Last month we explored the ability of Large Language Models (LLMs) to produce higher-quality translations than traditional Neural Machine Translation (NMT) solutions for social media posts in which the LLMs achieved superior fluency in adapting the underlying meaning of the source language to the grammatical structure and wording more common to the target language. A key challenge to traditional NMT systems is that they tend to generate overly formal and literal translations that typically struggle to overcome colloquial and emergent expressions. LLMs, on the other hand, are proving uniquely capable of both interpreting and producing such language, creating fundamentally new possibilities for the use of translation in everyday life.
Take for example the contemporary synonym of "release": to "drop", with new products being "dropped" rather than "released". How do both NMT and LLM translations handle this colloquial use? To add to the complexity, we'll make the band releasing the song be The Eagles so that the models have the added ambiguity of resolving whether the text is about a famous American band releasing a new album or a group of large birds falling from the sky.
The sentence we will translate is:
The Eagle's new song dropped yesterday.
Let's first try translating into Spanish, which is a high-resource language with large volumes of informal speech readily available for ML training.
Google Translate yields:
La nueva canción de The Eagle salió ayer.
While Bing Translator yields:
La nueva canción de The Eagle se lanzó ayer.
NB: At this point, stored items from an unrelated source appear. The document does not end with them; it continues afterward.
PR #11079, opened 2015-02-17
docs(input): better accessibility in examples

marcysutton:
The input and ngModel docs examples have no labels or accessible error handling. They could do more to encourage accessibility best practices. This change does two things:
1. Adds labels to each input.
2. Wraps error messages with `role="alert" so they will announce in a screen reader.

Even though Angular 2.0 is coming soon, these docs will live on with the 1.0 project so it makes sense to show more accessible examples. (Better late than never.)

### DIFF
--- a/src/ng/compile.js
+++ b/src/ng/compile.js
@@ -621,8 +621,8 @@
       }]);
     </script>
     <div ng-controller="GreeterController">
-      <input ng-model="name"> <br>
-      <textarea ng-model="html"></textarea> <br>
+      <input ng-model="name"> <br/>
+      <textarea ng-model="html"></textarea> <br/>
       <div compile="html"></div>
     </div>
    </file>
@@ -659,7 +659,7 @@
  *  * `cloneAttachFn` - If `cloneAttachFn` is provided, then the link function will clone the
  *  `template` and call the `cloneAttachFn` function allowing the caller to attach the
  *  cloned elements to the DOM document at the appropriate place. The `cloneAttachFn` is
- *  called as: <br> `cloneAttachFn(clonedElement, scope)` where:
+ *  called as: <br/> `cloneAttachFn(clonedElement, scope)` where:
  *
  *      * `clonedElement` - is a clone of the original `element` passed into the compiler.
  *      * `scope` - is the current scope with which the linking function is working with.
--- a/src/ng/directive/attrs.js
+++ b/src/ng/directive/attrs.js
@@ -113,12 +113,12 @@
  *
  * The buggy way to write it:
  * ```html
- * <img src="http://www.gravatar.com/avatar/{{hash}}"/>
+ * <img src="http://www.gravatar.com/avatar/{{hash}}" alt="Description"/>
  * ```
  *
  * The correct way to write it:
  * ```html
- * <img ng-src="http://www.gravatar.com/avatar/{{hash}}"/>
+ * <img ng-src="http://www.gravatar.com/avatar/{{hash}}" alt="Description" />
  * ```
  *
  * @element IMG
@@ -139,12 +139,12 @@
  *
  * The buggy way to write it:
  * ```html
- * <img srcset="http://www.gravatar.com/avatar/{{hash}} 2x"/>
+ * <img srcset="http://www.gravatar.com/avatar/{{hash}} 2x" alt="Description"/>
  * ```
  *
  * The correct way to write it:
  * ```html
- * <img ng-srcset="http://www.gravatar.com/avatar/{{hash}} 2x"/>
+ * <img ng-srcset="http://www.gravatar.com/avatar/{{hash}} 2x" alt="Description" />
  * ```
  *
  * @element IMG
@@ -181,7 +181,7 @@
  * @example
     <example>
       <file name="index.html">
-        Click me to toggle: <input type="checkbox" ng-model="checked"><br/>
+        <label>Click me to toggle: <input type="checkbox" ng-model="checked"></label><br/>
         <button ng-model="button" ng-disabled="checked">Button</button>
       </file>
       <file name="protractor.js" type="protractor">
@@ -216,8 +216,8 @@
  * @example
     <example>
       <file name="index.html">
-        Check me to check both: <input type="checkbox" ng-model="master"><br/>
-        <input id="checkSlave" type="checkbox" ng-checked="master">
+        <label>Check me to check both: <input type="checkbox" ng-model="master"></label><br/>
+        <input id="checkSlave" type="checkbox" ng-checked="master" aria-label="Slave input">
       </file>
       <file name="protractor.js" type="protractor">
         it('should check both checkBoxes', function() {
@@ -251,8 +251,8 @@
  * @example
     <example>
       <file name="index.html">
-        Check me to make text readonly: <input type="checkbox" ng-model="checked"><br/>
-        <input type="text" ng-readonly="checked" value="I'm Angular"/>
+        <label>Check me to make text readonly: <input type="checkbox" ng-model="checked"></label><br/>
+        <input type="text" ng-readonly="checked" value="I'm Angular" aria-label="Readonly field" />
       </file>
       <file name="protractor.js" type="protractor">
         it('should toggle readonly attr', function() {
@@ -287,8 +287,8 @@
  * @example
     <example>
       <file name="index.html">
-        Check me to select: <input type="checkbox" ng-model="selected"><br/>
-        <select>
+        <label>Check me to select: <input type="checkbox" ng-model="selected"></label><br/>
+        <select aria-label="ngSelected demo">
           <option>Hello!</option>
           <option id="greet" ng-selected="selected">Greetings!</option>
         </select>
@@ -324,7 +324,7 @@
  * @example
      <example>
        <file name="index.html">
-         Check me check multiple: <input type="checkbox" ng-model="open"><br/>
+         <label>Check me check multiple: <input type="checkbox" ng-model="open"></label><br/>
          <details id="details" ng-open="open">
             <summary>Show/Hide me</summary>
          </details>
--- a/src/ng/directive/input.js
+++ b/src/ng/directive/input.js
@@ -68,13 +68,16 @@ var inputType = {
              }]);
          </script>
          <form name="myForm" ng-controller="ExampleController">
-           Single word: <input type="text" name="input" ng-model="example.text"
-                               ng-pattern="example.word" required ng-trim="false">
-           <span class="error" ng-show="myForm.input.$error.required">
-             Required!</span>
-           <span class="error" ng-show="myForm.input.$error.pattern">
-             Single word only!</span>
-
+           <label>Single word:
+             <input type="text" name="input" ng-model="example.text"
+                  ng-pattern="example.word" required ng-trim="false">
+           </label>
+           <div role="alert">
+             <span class="error" ng-show="myForm.input.$error.required">
+               Required!</span>
+             <span class="error" ng-show="myForm.input.$error.pattern">
+               Single word only!</span>
+           </div>
            <tt>text = {{example.text}}</tt><br/>
            <tt>myForm.input.$valid = {{myForm.input.$valid}}</tt><br/>
            <tt>myForm.input.$error = {{myForm.input.$error}}</tt><br/>
@@ -153,13 +156,15 @@ var inputType = {
             }]);
        </script>
        <form name="myForm" ng-controller="DateController as dateCtrl">
-          Pick a date in 2013:
+          <label for="exampleInput">Pick a date in 2013:</label>
           <input type="date" id="exampleInput" name="input" ng-model="example.value"
               placeholder="yyyy-MM-dd" min="2013-01-01" max="2013-12-31" required />
-          <span class="error" ng-show="myForm.input.$error.required">
-              Required!</span>
-          <span class="error" ng-show="myForm.input.$error.date">
-              Not a valid date!</span>
+          <div role="alert">
+            <span class="error" ng-show="myForm.input.$error.required">
+                Required!</span>
+            <span class="error" ng-show="myForm.input.$error.date">
+                Not a valid date!</span>
+           </div>
            <tt>value = {{example.value | date: "yyyy-MM-dd"}}</tt><br/>
            <tt>myForm.input.$valid = {{myForm.input.$valid}}</tt><br/>
            <tt>myForm.input.$error = {{myForm.input.$error}}</tt><br/>
@@ -246,13 +251,15 @@ var inputType = {
           }]);
       </script>
       <form name="myForm" ng-controller="DateController as dateCtrl">
-        Pick a date between in 2013:
+        <label for="exampleInput">Pick a date between in 2013:</label>
         <input type="datetime-local" id="exampleInput" name="input" ng-model="example.value"
             placeholder="yyyy-MM-ddTHH:mm:ss" min="2001-01-01T00:00:00" max="2013-12-31T00:00:00" required />
-        <span class="error" ng-show="myForm.input.$error.required">
-            Required!</span>
-        <span class="error" ng-show="myForm.input.$error.datetimelocal">
-            Not a valid date!</span>
+        <div role="alert">
+          <span class="error" ng-show="myForm.input.$error.required">
+              Required!</span>
+          <span class="error" ng-show="myForm.input.$error.datetimelocal">
+              Not a valid date!</span>
+        </div>
         <tt>value = {{example.value | date: "yyyy-MM-ddTHH:mm:ss"}}</tt><br/>
         <tt>myForm.input.$valid = {{myForm.input.$valid}}</tt><br/>
         <tt>myForm.input.$error = {{myForm.input.$error}}</tt><br/>
@@ -340,13 +347,15 @@ var inputType = {
         }]);
      </script>
      <form name="myForm" ng-controller="DateController as dateCtrl">
-        Pick a between 8am and 5pm:
+        <label for="exampleInput">Pick a between 8am and 5pm:</label>
         <input type="time" id="exampleInput" name="input" ng-model="example.value"
             placeholder="HH:mm:ss" min="08:00:00" max="17:00:00" required />
-        <span class="error" ng-show="myForm.input.$error.required">
-            Required!</span>
-        <span class="error" ng-show="myForm.input.$error.time">
-            Not a valid date!</span>
+        <div role="alert">
+          <span class="error" ng-show="myForm.input.$error.required">
+              Required!</span>
+          <span class="error" ng-show="myForm.input.$error.time">
+              Not a valid date!</span>
+        </div>
         <tt>value = {{example.value | date: "HH:mm:ss"}}</tt><br/>
         <tt>myForm.input.$valid = {{myForm.input.$valid}}</tt><br/>
         <tt>myForm.input.$error = {{myForm.input.$error}}</tt><br/>
@@ -433,13 +442,16 @@ var inputType = {
         }]);
       </script>
       <form name="myForm" ng-controller="DateController as dateCtrl">
-        Pick a date between in 2013:
-        <input id="exampleInput" type="week" name="input" ng-model="example.value"
+        <label>Pick a date between in 2013:
+          <input type="week" name="input" ng-model="example.value"
             placeholder="YYYY-W##" min="2012-W32" max="2013-W52" required />
-        <span class="error" ng-show="myForm.input.$error.required">
-            Required!</span>
-        <span class="error" ng-show="myForm.input.$error.week">
-            Not a valid date!</span>
+        </label>
+        <div role="alert">
+          <span class="error" ng-show="myForm.input.$error.required">
+              Required!</span>
+          <span class="error" ng-show="myForm.input.$error.week">
+              Not a valid date!</span>
+        </div>
         <tt>value = {{example.value | date: "yyyy-Www"}}</tt><br/>
         <tt>myForm.input.$valid = {{myForm.input.$valid}}</tt><br/>
         <tt>myForm.input.$error = {{myForm.input.$error}}</tt><br/>
@@ -526,13 +538,15 @@ var inputType = {
         }]);
      </script>
      <form name="myForm" ng-controller="DateController as dateCtrl">
-       Pick a month in 2013:
+       <label for="exampleInput">Pick a month in 2013:</label>
        <input id="exampleInput" type="month" name="input" ng-model="example.value"
           placeholder="yyyy-MM" min="2013-01" max="2013-12" required />
-       <span class="error" ng-show="myForm.input.$error.required">
-          Required!</span>
-       <span class="error" ng-show="myForm.input.$error.month">
-          Not a valid month!</span>
+       <div role="alert">
+         <span class="error" ng-show="myForm.input.$error.required">
+            Required!</span>
+         <span class="error" ng-show="myForm.input.$error.month">
+            Not a valid month!</span>
+       </div>
        <tt>value = {{example.value | date: "yyyy-MM"}}</tt><br/>
        <tt>myForm.input.$valid = {{myForm.input.$valid}}</tt><br/>
        <tt>myForm.input.$error = {{myForm.input.$error}}</tt><br/>
@@ -629,12 +643,16 @@ var inputType = {
              }]);
          </script>
          <form name="myForm" ng-controller="ExampleController">
-           Number: <input type="number" name="input" ng-model="example.value"
-                          min="0" max="99" required>
-           <span class="error" ng-show="myForm.input.$error.required">
-             Required!</span>
-           <span class="error" ng-show="myForm.input.$error.number">
-             Not valid number!</span>
+           <label>Number:
+             <input type="number" name="input" ng-model="example.value"
+                  min="0" max="99" required>
+          </label>
+           <div role="alert">
+             <span class="error" ng-show="myForm.input.$error.required">
+               Required!</span>
+             <span class="error" ng-show="myForm.input.$error.number">
+               Not valid number!</span>
+           </div>
            <tt>value = {{example.value}}</tt><br/>
            <tt>myForm.input.$valid = {{myForm.input.$valid}}</tt><br/>
            <tt>myForm.input.$error = {{myForm.input.$error}}</tt><br/>
@@ -719,11 +737,15 @@ var inputType = {
              }]);
          </script>
          <form name="myForm" ng-controller="ExampleController">
-           URL: <input type="url" name="input" ng-model="url.text" required>
-           <span class="error" ng-show="myForm.input.$error.required">
-             Required!</span>
-           <span class="error" ng-show="myForm.input.$error.url">
-             Not valid url!</span>
+           <label>URL:
+             <input type="url" name="input" ng-model="url.text" required>
+           <label>
+           <div role="alert">
+             <span class="error" ng-show="myForm.input.$error.required">
+               Required!</span>
+             <span class="error" ng-show="myForm.input.$error.url">
+               Not valid url!</span>
+           </div>
            <tt>text = {{url.text}}</tt><br/>
            <tt>myForm.input.$valid = {{myForm.input.$valid}}</tt><br/>
            <tt>myForm.input.$error = {{myForm.input.$error}}</tt><br/>
@@ -810,11 +832,15 @@ var inputType = {
              }]);
          </script>
            <form name="myForm" ng-controller="ExampleController">
-             Email: <input type="email" name="input" ng-model="email.text" required>
-             <span class="error" ng-show="myForm.input.$error.required">
-               Required!</span>
-             <span class="error" ng-show="myForm.input.$error.email">
-               Not valid email!</span>
+             <label>Email:
+               <input type="email" name="input" ng-model="email.text" required>
+             </label>
+             <div role="alert">
+               <span class="error" ng-show="myForm.input.$error.required">
+                 Required!</span>
+               <span class="error" ng-show="myForm.input.$error.email">
+                 Not valid email!</span>
+             </div>
              <tt>text = {{email.text}}</tt><br/>
              <tt>myForm.input.$valid = {{myForm.input.$valid}}</tt><br/>
              <tt>myForm.input.$error = {{myForm.input.$error}}</tt><br/>
@@ -883,9 +909,18 @@ var inputType = {
              }]);
          </script>
          <form name="myForm" ng-controller="ExampleController">
-           <input type="radio" ng-model="color.name" value="red">  Red <br/>
-           <input type="radio" ng-model="color.name" ng-value="specialValue"> Green <br/>
-           <input type="radio" ng-model="color.name" value="blue"> Blue <br/>
+           <label>
+             <input id="red" type="radio" ng-model="color.name" value="red">
+             Red
+           </label><br/>
+           <label>
+             <input id="green" type="radio" ng-model="color.name" ng-value="specialValue">
+             Green
+           </label><br/>
+           <label>
+             <input id="blue" type="radio" ng-model="color.name" value="blue">
+             Blue
+           </label><br/>
            <tt>color = {{color.name | json}}</tt><br/>
           </form>
           Note that `ng-value="specialValue"` sets radio item's value to be the value of `$scope.specialValue`.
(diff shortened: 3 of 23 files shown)


gkalpak:
I wonder if it is a good idea to use the `<label>...<input .../></label>` form (see below) in order to avoid clattering the views (and avoid having to add `id` attributes to inputs that don't need it).

```html
<label>
  Some label:
  <input type="text" name="input" ng-model="example.text" />
</label>
```

marcysutton:
@gkalpak because this is primarily for developer education, I opted for explicit labels on purpose. A common accessibility problem is to leave off the `for=""` and not properly link the `<label>` and the `<input>` elements (or to leave off `<label>` entirely). Showing how they are linked together does more for developer education, which has been sorely lacking in Angular in the past. 

You can read about implicit vs. explicit labeling vs. aria-labelledby here: http://www.paciellogroup.com/blog/2011/07/html5-accessibility-chops-form-control-labeling/

gkalpak:
Interestingly enough, although the author seems to suggest using `for / id` instead of `wrapping`, the [test results][1] seem to indicate that `wrapping` is more reliable than `for / id` ! Do I miss something ?

[1]: http://www.html5accessibility.com/tests/form-labels.html

marcysutton:
The support differences look pretty minimal to me. This post is also from 2012, so take it with a grain of salt.

zamith:
:+1:

pauljadam:
+1 please fix a11y in the docs it's very very bad, all the angularJS books have not a11y just like the docs, <label> wrapped labels <input> </label> are fine in my testing, yes it's less code and will look more readable, any a11y we can get the better!

src/ng/directive/input.js
```diff
@@ -68,13 +68,15 @@ var inputType = {
...
-                               ng-pattern="example.word" required ng-trim="false">
-           <span class="error" ng-show="myForm.input.$error.required">
-             Required!</span>
-           <span class="error" ng-show="myForm.input.$error.pattern">
-             Single word only!</span>
-
+           <label for="input">Single word:</label>
+           <input id="input" type="text" name="input" ng-model="example.text"
+                  ng-pattern="example.word" required ng-trim="false">
+           <span role="alert">
```
ckundo: Does `role=alert` announce assertively/immediately? Is that the desired experience for a form validation?

src/ng/directive/input.js
```diff
@@ -68,13 +68,15 @@ var inputType = {
...
          <form name="myForm" ng-controller="ExampleController">
-           Single word: <input type="text" name="input" ng-model="example.text"
-                               ng-pattern="example.word" required ng-trim="false">
-           <span class="error" ng-show="myForm.input.$error.required">
-             Required!</span>
-           <span class="error" ng-show="myForm.input.$error.pattern">
-             Single word only!</span>
-
+           <label for="input">Single word:</label>
+           <input id="input" type="text" name="input" ng-model="example.text"
```
ckundo: Is it confusing to have the `id` value be the same as the element name and `name` attribute?

src/ng/directive/input.js
```diff
@@ -153,13 +155,15 @@ var inputType = {
...
-          <span class="error" ng-show="myForm.input.$error.required">
-              Required!</span>
-          <span class="error" ng-show="myForm.input.$error.date">
-              Not a valid date!</span>
+          <span role="alert">
+            <span class="error" ng-show="myForm.input.$error.required">
+                Required!</span>
+            <span class="error" ng-show="myForm.input.$error.date">
+                Not a valid date!</span>
+           </span><br>
```
ckundo: Maybe worth making this `<br>` self closing, to match other break tags in the document.

src/ng/directive/input.js
marcysutton: When I tested it, it matched the speed that the visual message would come up in context to what you're typing...it was especially useful for validations related to input length, so you'd know exactly when the error occurred.

src/ng/directive/input.js
```diff
@@ -153,13 +155,15 @@ var inputType = {
             }]);
        </script>
        <form name="myForm" ng-controller="DateController as dateCtrl">
-          Pick a date in 2013:
+          <label for="exampleInput">Pick a date in 2013:</label>
```
ckundo: It looks like `exampleInput` is a duplicate `id`. Will that impact focus and AT behavior?

src/ng/directive/input.js
marcysutton: Good point. Or it could just become a `<div>`!

src/ng/directive/ngModel.js
```diff
@@ -943,7 +945,8 @@ var NgModelController = ['$scope', '$exceptionHandler', '$attrs', '$element', '$
        Update input to see transitions when valid/invalid.
        Integer is a valid value.
        <form name="testForm" ng-controller="ExampleController">
-         <input ng-model="val" ng-pattern="/^\d+$/" name="anim" class="my-input" />
+         <label for="my-input">My input</label>
+         <input id="my-input" ng-model="val" ng-pattern="/^\d+$/" name="anim" class="my-input" />
```
ckundo: `id` values are camelcase elsewhere. Should that be true here too?

src/ng/directive/ngModel.js
```diff
@@ -1110,14 +1113,14 @@ var DEFAULT_REGEXP = /(\s+|^)default(\s+|$)/;
     <file name="index.html">
       <div ng-controller="ExampleController">
         <form name="userForm">
-          Name:
-          <input type="text" name="userName"
+          <label for="userName">Name:</label>
+          <input type="text" name="userName" id="userName"
```
ckundo: Seems like it'd be more consistent with the document to put the `id` attribute first.

src/ng/directive/input.js
ckundo: That's really cool! Good to know.

src/ng/directive/input.js
marcysutton: Probably. I'll simplify these based on all the great feedback so far and just use implicit labeling. Thanks!

ckundo:
Huge +1 in general. Great to see improved accessibility in the docs, and the `role=alert` pattern on form validations is super cool and a unique accessibility feature to Angular. The duplicate `id`s might be a blocker until resolved, but otherwise, I vote ship it :rocket:!

src/ng/directive/input.js
marcysutton: It normally would, but it's isolated to this one demo.

marcysutton:
Thanks for the feedback! I've simplified a lot of the labeling based on comments in this PR.

marcysutton:
@ckundo @gkalpak I did a search for `<input>` and found a bunch more places that needed accessibility help, including stuff like this, where the "good" example is missing an alt attribute:

 > The buggy way to write it:
 ```html
 <img src="http://www.gravatar.com/avatar/{{hash}}"/>
 ```
 > The correct way to write it:
 ```html
 <img ng-src="http://www.gravatar.com/avatar/{{hash}}"/>
 ```
Can you take another look if you get a chance? Thanks so much.

src/ng/directive/input.js
```diff
@@ -68,13 +68,16 @@ var inputType = {
...
-           Single word: <input type="text" name="input" ng-model="example.text"
-                               ng-pattern="example.word" required ng-trim="false">
-           <span class="error" ng-show="myForm.input.$error.required">
-             Required!</span>
-           <span class="error" ng-show="myForm.input.$error.pattern">
-             Single word only!</span>
-
+           <label>Single word:
+             <input type="text" name="input" ng-model="example.text"
+                  ng-pattern="example.word" required ng-trim="false">
```
ckundo: Alignment with the attributes above is not quite right.

src/ng/directive/input.js
```diff
@@ -433,13 +442,16 @@ var inputType = {
         }]);
       </script>
       <form name="myForm" ng-controller="DateController as dateCtrl">
-        Pick a date between in 2013:
-        <input id="exampleInput" type="week" name="input" ng-model="example.value"
+        <label>Pick a date between in 2013:
+          <input type="week" name="input" ng-model="example.value"
             placeholder="YYYY-W##" min="2012-W32" max="2013-W52" required />
```
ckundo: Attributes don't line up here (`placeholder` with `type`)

Both correctly translate "dropped" into "released" in this context, demonstrating that the underlying NMT training data is recent enough to capture this use and correctly maps the English slang into the Spanish equivalent meaning.
What about ChatGPT? The prompt used was:
Translate into Spanish: "The Eagle's new song dropped yesterday."
ChatGPT yields:
La nueva canción del Águila se lanzó ayer.
Here ChatGPT has translated the sentence identically to Bing, but incorrectly translated The Eagles (it is still "Eagles" in Spanish). Thus, even with its recent knowledge cutoff, it struggled, likely due to The Eagles having less representation in more modern social-era colloquial datasets in Spanish.
At the same time, Spanish is highly represented in most ML training datasets and slang Spanish is likely to be captured reasonably well due to its prevalence in the kinds of sources that many ML models are trained on today.
In contrast, Estonian typically has far poorer representation in ML training datasets. How does it perform?
Google Translate:
Eile langes The Eagle'i uus laul.
Here "dropped yesterday" is translated to "eile langes" which means to literally fall, such as falling temperatures.
Bing Translator:
Kotka uus laul langes eile.
This is even worse, combining both "eile langes" with incorrectly translating Eagles to the bird (it is "Eagles" in Estonian).
In contrast, this is ChatGPT's translation:
Kotkas laskis eile välja uue laulu.
Eagles is incorrectly translated like Bing's translation. However, uniquely among the three tools, the Estonian translation correctly translates to "released a new song yesterday." While it formalizes the language from the English slang, it correctly preserves its overall meaning, much as Google and Bing did for Spanish.
Thus, in both languages, ChatGPT correctly preserved the meaning of a new song being released, but in both cases failed to understand The Eagles as a band and instead translated it as a group of birds. This is a fascinating example of "understanding" versus "replication". A model that "understands" what it reads would recognize The Eagles as a proper name due to its context as a musical band and that it should therefore only be transliterated if needed and in either case preserved as a loanword, rather than translated into the literal equivalent of a bird. In contrast, ChatGPT merely learns patterns in word correlations and thus fails to apply the concept of transliteration and loan words for proper names. Given the entrenched nature of transliterated loanwords across the world's languages, it is notable that ChatGPT was unable to extrapolate that concept to this specific usage – reflecting once again the brittleness of these models.
In the end, LLMs appear to do a better job at encoding and applying colloquial language use, but can struggle just as much as traditional NMTs with the rules for translation versus preserving transliterated loanwords.